- REQUIRED ACTION: An exact copy of the entries below is the expected answer.

(Collected data entries)
PR #357, opened 2023-04-06
Added redirect link to sendinblue

martinlagler:
| Q | A
| --- | ---
| Bug fix? | no
| New feature? | yes
| BC breaks? | no
| Deprecations? | no
| License | MIT

#### What's in this PR?

Adds redirect link to sendinblue.

### DIFF
--- a/Event/SendinblueListSubscriber.php
+++ b/Event/SendinblueListSubscriber.php
@@ -44,9 +44,9 @@ class SendinblueListSubscriber implements EventSubscriberInterface
 
     public function __construct(
         RequestStack $requestStack,
-        ?LinkProviderPoolInterface $linkProviderPool = null,
         ?string $apiKey,
-        ?ClientInterface $client = null
+        ?ClientInterface $client = null,
+        ?LinkProviderPoolInterface $linkProviderPool = null
     ) {
         $this->requestStack = $requestStack;
         $this->linkProviderPool = $linkProviderPool;
--- a/Event/SendinblueListSubscriber.php
+++ b/Event/SendinblueListSubscriber.php
@@ -16,6 +16,7 @@ use SendinBlue\Client\Api\ContactsApi;
 use SendinBlue\Client\Configuration;
 use SendinBlue\Client\Model\CreateDoiContact;
 use Sulu\Bundle\FormBundle\Entity\Dynamic;
+use Sulu\Bundle\MarkupBundle\Markup\Link\LinkProviderPoolInterface;
 use Symfony\Component\EventDispatcher\EventSubscriberInterface;
 use Symfony\Component\HttpFoundation\RequestStack;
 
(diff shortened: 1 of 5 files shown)


Event/SendinblueListSubscriber.php
```diff
@@ -36,12 +37,19 @@ class SendinblueListSubscriber implements EventSubscriberInterface
...
     private $contactsApi;
 
+    /**
+     * @var LinkProviderPoolInterface
+     */
+    private $linkProviderPool;
+
     public function __construct(
         RequestStack $requestStack,
+        LinkProviderPoolInterface $linkProviderPool,
```
Prokyonn: @alexander-schranz can we do the BC break here or should we add a BC layer?

alexander-schranz: as it is not much work a bc layer should be added here. includes that this need to be the the last parameter here and be ` = null` by default

Event/SendinblueListSubscriber.php
```diff
@@ -126,4 +140,35 @@ public function listSubscribe(FormSavePostEvent $event): void
             $this->contactsApi->createDoiContact($createDoiContact);
         }
     }
+
+    /**
+     * @param array<string, ?string> $redirectLink
```
alexander-schranz: define this more specific

Event/SendinblueListSubscriber.php
```diff
@@ -97,6 +106,11 @@ public function listSubscribe(FormSavePostEvent $event): void
                 $mailTemplateId = $field['options']['mailTemplateId'] ?? null;
                 /** @var int|null $listId */
                 $listId = $field['options']['listId'] ?? null;
+                $redirectLink = $field['options']['redirectLink'] ?? null;
+
+                if ($redirectLink && $this->linkProviderPool) {
```
alexander-schranz: Move check for `$this->linkProviderPool` that way phpstan now:

```suggestion
                if ($redirectLink) {
```

Event/SendinblueListSubscriber.php
```diff
@@ -126,4 +140,44 @@ public function listSubscribe(FormSavePostEvent $event): void
...
+    {
+        if (!$redirectLink['provider']) {
+            return null;
+        }
+
+        if ('external' === $redirectLink['provider']) {
+            return $redirectLink['href'];
+        }
+
+        $linkProvider = $this->linkProviderPool->getProvider($redirectLink['provider']);
```
alexander-schranz, line 170:
```suggestion
        if (!$this->linkProviderPool) {
            return null;
        }

        $linkProvider = $this->linkProviderPool->getProvider($redirectLink['provider']);
```

alexander-schranz (changes requested):

alexander-schranz (approved):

- ANSWER SPACE:
PR #357, opened 2023-04-06
Added redirect link to sendinblue

martinlagler:
| Q | A
| --- | ---
| Bug fix? | no
| New feature? | yes
| BC breaks? | no
| Deprecations? | no
| License | MIT

#### What's in this PR?

Adds redirect link to sendinblue.

### DIFF
--- a/Event/SendinblueListSubscriber.php
+++ b/Event/SendinblueListSubscriber.php
@@ -44,9 +44,9 @@ class SendinblueListSubscriber implements EventSubscriberInterface
 
     public function __construct(
         RequestStack $requestStack,
-        ?LinkProviderPoolInterface $linkProviderPool = null,
         ?string $apiKey,
-        ?ClientInterface $client = null
+        ?ClientInterface $client = null,
+        ?LinkProviderPoolInterface $linkProviderPool = null
     ) {
         $this->requestStack = $requestStack;
         $this->linkProviderPool = $linkProviderPool;
--- a/Event/SendinblueListSubscriber.php
+++ b/Event/SendinblueListSubscriber.php
@@ -16,6 +16,7 @@ use SendinBlue\Client\Api\ContactsApi;
 use SendinBlue\Client\Configuration;
 use SendinBlue\Client\Model\CreateDoiContact;
 use Sulu\Bundle\FormBundle\Entity\Dynamic;
+use Sulu\Bundle\MarkupBundle\Markup\Link\LinkProviderPoolInterface;
 use Symfony\Component\EventDispatcher\EventSubscriberInterface;
 use Symfony\Component\HttpFoundation\RequestStack;
 
(diff shortened: 1 of 5 files shown)


Event/SendinblueListSubscriber.php
```diff
@@ -36,12 +37,19 @@ class SendinblueListSubscriber implements EventSubscriberInterface
...
     private $contactsApi;
 
+    /**
+     * @var LinkProviderPoolInterface
+     */
+    private $linkProviderPool;
+
     public function __construct(
         RequestStack $requestStack,
+        LinkProviderPoolInterface $linkProviderPool,
```
Prokyonn: @alexander-schranz can we do the BC break here or should we add a BC layer?

alexander-schranz: as it is not much work a bc layer should be added here. includes that this need to be the the last parameter here and be ` = null` by default

Event/SendinblueListSubscriber.php
```diff
@@ -126,4 +140,35 @@ public function listSubscribe(FormSavePostEvent $event): void
             $this->contactsApi->createDoiContact($createDoiContact);
         }
     }
+
+    /**
+     * @param array<string, ?string> $redirectLink
```
alexander-schranz: define this more specific

Event/SendinblueListSubscriber.php
```diff
@@ -97,6 +106,11 @@ public function listSubscribe(FormSavePostEvent $event): void
                 $mailTemplateId = $field['options']['mailTemplateId'] ?? null;
                 /** @var int|null $listId */
                 $listId = $field['options']['listId'] ?? null;
+                $redirectLink = $field['options']['redirectLink'] ?? null;
+
+                if ($redirectLink && $this->linkProviderPool) {
```
alexander-schranz: Move check for `$this->linkProviderPool` that way phpstan now:

```suggestion
                if ($redirectLink) {
```

Event/SendinblueListSubscriber.php
```diff
@@ -126,4 +140,44 @@ public function listSubscribe(FormSavePostEvent $event): void
...
+    {
+        if (!$redirectLink['provider']) {
+            return null;
+        }
+
+        if ('external' === $redirectLink['provider']) {
+            return $redirectLink['href'];
+        }
+
+        $linkProvider = $this->linkProviderPool->getProvider($redirectLink['provider']);
```
alexander-schranz, line 170:
```suggestion
        if (!$this->linkProviderPool) {
            return null;
        }

        $linkProvider = $this->linkProviderPool->getProvider($redirectLink['provider']);
```

alexander-schranz (changes requested):

alexander-schranz (approved):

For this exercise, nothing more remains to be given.